Excerpted data section start

PR #1536, opened 2016-01-31
Add `eval-top-level-to-comment` command.

phillord:
As discussed ages ago!

### DIFF
--- a/CHANGELOG.md
+++ b/CHANGELOG.md
@@ -4,7 +4,8 @@
 
 ### New features
 
-* Change default value of `cider-overlays-use-font-lock` to `t`. Unlike before, a value of `t`, causes `cider-result-overlay-face` is to be prepended to the font-lock faces (instead of just not being used).
+* [#1169](https://github.com/clojure-emacs/cider/pull/1169): New command `cider-eval-defun-to-comment`.
+* Change default value of `cider-overlays-use-font-lock` to `t`. Unlike before, a value of `t`, causes `cider-result-overlay-face` is to be prepended to the font-lock faces (instead of just not being used). 
 * `cider-result-overlay-face` default value changed to a background and a box, so it can be prepended to other faces without overriding the foreground.
 * [#1518](https://github.com/clojure-emacs/cider/pull/1518): Add `cider-dynamic-indentation` defcustom, to disable dynamic indent functionality.
 * Font-lock traced vars.
--- a/cider-interaction.el
+++ b/cider-interaction.el
@@ -678,6 +678,24 @@ can be used to display the evaluation result."
                                  (cider-emit-interactive-eval-err-output err))
                                '()))
 
+(defun cider-eval-print-with-comment-handler (buffer location comment-prefix)
+  "Make a handler for evaluating and printing commented results in BUFFER.
+
+LOCATION is the location at which to insert.
+COMMENT-PREFIX is the comment prefix to use."
+  (nrepl-make-response-handler buffer
+                               (lambda (buffer value)
+                                 (with-current-buffer buffer
+                                   (save-excursion
+                                     (goto-char location)
+                                     (insert (concat comment-prefix
+                                                     value "\n")))))
+                               (lambda (_buffer out)
+                                 (cider-emit-interactive-eval-output out))
+                               (lambda (_buffer err)
+                                 (cider-emit-interactive-eval-err-output err))
+                               '()))
+
 (defun cider-popup-eval-out-handler (&optional buffer)
   "Make a handler for evaluating and printing stdout/stderr in popup BUFFER.
 
@@ -1049,6 +1067,21 @@ If invoked with a PREFIX argument, print the result in the current buffer."
     ;; seems like the sexp is valid, so we can safely kill it
     (backward-kill-sexp)
     (cider-interactive-eval last-sexp (cider-eval-print-handler))))
+
+(defun cider-eval-defun-to-comment (loc)
+  "Evaluate the \"top-level\" form and insert result as comment at LOC.
+
+With a prefix arg, LOC, insert before the form, otherwise afterwards."
+  (interactive "P")
+  (let ((defun-at-point (cider-defun-at-point))
+        (insertion-point
+         (if loc
+             (cider-defun-at-point-start-pos)
+           (cider-defun-at-point-end-pos))))
+    (cider-interactive-eval defun-at-point
+                            (cider-eval-print-with-comment-handler
+                             (current-buffer) insertion-point
+                             ";; => "))))
 
 (declare-function cider-switch-to-repl-buffer "cider-mode")
 
--- a/cider-mode.el
+++ b/cider-mode.el
@@ -185,6 +185,7 @@ Returns to the buffer in which the command was invoked."
     (define-key map (kbd "C-x C-e") #'cider-eval-last-sexp)
     (define-key map (kbd "C-c C-e") #'cider-eval-last-sexp)
     (define-key map (kbd "C-c C-w") #'cider-eval-last-sexp-and-replace)
+    (define-key map (kbd "C-c M-;") #'cider-eval-defun-to-comment)
     (define-key map (kbd "C-c M-e") #'cider-eval-last-sexp-to-repl)
     (define-key map (kbd "C-c M-p") #'cider-insert-last-sexp-in-repl)
     (define-key map (kbd "C-c C-p") #'cider-pprint-eval-last-sexp)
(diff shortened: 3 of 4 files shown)


cider-interaction.el
```diff
@@ -1050,6 +1050,22 @@ If invoked with a PREFIX argument, print the result in the current buffer."
     (backward-kill-sexp)
     (cider-interactive-eval last-sexp (cider-eval-print-handler))))
 
+(defun cider-eval-top-level-to-comment ()
+  "Evaluate the \"top-level\" form at point and insert result as pre-comment."
+  (interactive)
+  (let ((defun-at-point (cider-defun-at-point))
+        (point-at-defun (cider-defun-at-point-start-pos)))
+    (goto-char point-at-defun)
```
expez: I think we should wrap all this in a `save-excursion` I don't like it when commands move point when they don't have to.

Malabarba:
This looks a little roundabout. Why does it need to goto-char and insert two separate times?

cider-interaction.el
```diff
@@ -1050,6 +1050,22 @@ If invoked with a PREFIX argument, print the result in the current buffer."
     (backward-kill-sexp)
     (cider-interactive-eval last-sexp (cider-eval-print-handler))))
 
+(defun cider-eval-top-level-to-comment ()
+  "Evaluate the \"top-level\" form at point and insert result as pre-comment."
```
bbatsov: Why a pre-comment? Maybe there should be some option to choose either a pre or a post comment?

CHANGELOG.md
```diff
@@ -4,6 +4,7 @@
 
 ### New features
 
+* [#1169] New command `cider-eval-top-level-to-comment`.
```
bbatsov: There should also be a link to the ticket.

cider-interaction.el
```diff
@@ -1050,6 +1050,22 @@ If invoked with a PREFIX argument, print the result in the current buffer."
     (backward-kill-sexp)
     (cider-interactive-eval last-sexp (cider-eval-print-handler))))
 
+(defun cider-eval-top-level-to-comment ()
```
bbatsov: I'd suggest this be renamed to `cider-eval-defun-to-comment`.

Malabarba:
Also, is there a reason to insert above? When you see code samples the results comment is usually below the snippet.

cider-interaction.el
expez: > I'd suggest this be renamed to `cider-eval-defun-to-comment`

That's not a very good name, I think.  Only elispers or common lispers know what a `defun` is.  Furthermore, the purpose isn't to evaluate defn-forms but toplevel forms like `(+ 1 1)` and insert the result as a comment.

expez:
I agree that having the result above the form is non-standard.  In many examples you also see a marker signifying evaluation like:

```clj
(+ 1 1)
;;=> 2
```

I prefer this style, but I'm probably not going to use this feature a lot so I'm good either way.

cider-interaction.el
bbatsov: Maybe it's not, but all similar functions use the term `defun` and I'm not going to rename them. Consistency is important.

cider-interaction.el
phillord: Tried this. If you surround the whole thing in save-excursion then  it prints

    results-of-eval;; =>

rather than 

  ;; => results of-eval

Why? Don't know. I am guessing that the call-back `cider-eval-print-handler` happens asynchronously? save-excursion has already emptied?

phillord:
Why comments before? Because comments always come before the thing to which they refer. That's how I've always seen it anyway.

phillord:
Why the two `goto-char`s --- I don't understand the semantics of the functions I am using at the moment, as I said above -- surround the whole thing in save-excursion and you get a different result.

In this case, we move the form forward first, then add the eval result (otherwise, we loose the end of the eval result.

There are other ways, of course.

cider-interaction.el
phillord: Think you are doing this backward. Why is `cider-eval-defun-at-point` bound to "Eval top-level sexp at point" in the menu bar?

Apart from that inconsistency, clojure does have a `defun`. Still I guess you know this:-)

phillord:
Oh, yeah, wanted to ask. At the moment, this misbehaves when the eval errors. `cider-eval-last-sexp-and-replace` calls `nrepl-sync-request:eval` first, and then `cider-interactive-eval`. Does this not eval the form twice?

cider-interaction.el
bbatsov: I've named it differently in the menu for the sake of people not familiar with the implementation (and Emacs traditions). This doesn't change the fact that the accepted convention for such names is `defun` and not `top-level`.

phillord: Okay, as you want.

phillord:
All changed.

All  the insertion logic is in the callback now. point is preserved, errors are handled, comments after or before on prefix arg and generally everything is cool and froody.

cider-interaction.el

Excerpted data section end

**Task description**.
Using the data above, reproduce exactly the lines between those holding "(insert (concat comment-prefix" and "(lambda (_buffer err)", inclusive, and no others.

**Your response**.
+                                     (insert (concat comment-prefix
+                                                     value "\n")))))
+                               (lambda (_buffer out)
+                                 (cider-emit-interactive-eval-output out))
+                               (lambda (_buffer err)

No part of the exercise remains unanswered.